Dataset records
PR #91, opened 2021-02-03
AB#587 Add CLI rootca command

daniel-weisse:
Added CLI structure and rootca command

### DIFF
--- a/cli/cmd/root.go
...
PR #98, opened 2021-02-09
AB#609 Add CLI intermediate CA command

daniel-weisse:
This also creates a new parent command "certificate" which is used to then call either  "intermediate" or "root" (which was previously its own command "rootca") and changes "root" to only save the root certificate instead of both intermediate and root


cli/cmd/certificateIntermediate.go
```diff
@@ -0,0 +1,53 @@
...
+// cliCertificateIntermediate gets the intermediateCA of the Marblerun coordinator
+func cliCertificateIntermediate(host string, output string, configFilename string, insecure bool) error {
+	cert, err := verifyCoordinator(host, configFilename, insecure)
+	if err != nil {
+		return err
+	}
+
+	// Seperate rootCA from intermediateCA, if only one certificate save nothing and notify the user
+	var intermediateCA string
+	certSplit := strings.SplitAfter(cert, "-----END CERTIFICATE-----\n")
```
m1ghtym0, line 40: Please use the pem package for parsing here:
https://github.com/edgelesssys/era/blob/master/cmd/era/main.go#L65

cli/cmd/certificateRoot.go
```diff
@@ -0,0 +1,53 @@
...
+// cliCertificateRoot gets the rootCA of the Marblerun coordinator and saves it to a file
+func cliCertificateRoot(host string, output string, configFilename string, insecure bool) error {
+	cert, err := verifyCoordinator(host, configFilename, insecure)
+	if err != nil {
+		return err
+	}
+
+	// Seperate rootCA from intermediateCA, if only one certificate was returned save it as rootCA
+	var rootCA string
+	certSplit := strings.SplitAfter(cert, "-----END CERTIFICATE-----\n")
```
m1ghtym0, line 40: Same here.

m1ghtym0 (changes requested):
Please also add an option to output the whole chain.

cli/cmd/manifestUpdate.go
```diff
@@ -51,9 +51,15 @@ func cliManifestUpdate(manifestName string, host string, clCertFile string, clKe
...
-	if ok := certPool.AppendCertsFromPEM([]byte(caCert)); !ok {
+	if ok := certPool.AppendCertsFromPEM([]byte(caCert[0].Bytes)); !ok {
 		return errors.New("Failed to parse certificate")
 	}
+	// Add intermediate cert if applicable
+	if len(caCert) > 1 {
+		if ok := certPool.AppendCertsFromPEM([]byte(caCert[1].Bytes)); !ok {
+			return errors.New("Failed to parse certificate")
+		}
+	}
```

Assigned task: Return each line of the entries that holds the string "func".

Worked solution:
+func cliCertificateIntermediate(host string, output string, configFilename string, insecure bool) error {
+func cliCertificateRoot(host string, output string, configFilename string, insecure bool) error {
@@ -51,9 +51,15 @@ func cliManifestUpdate(manifestName string, host string, clCertFile string, clKe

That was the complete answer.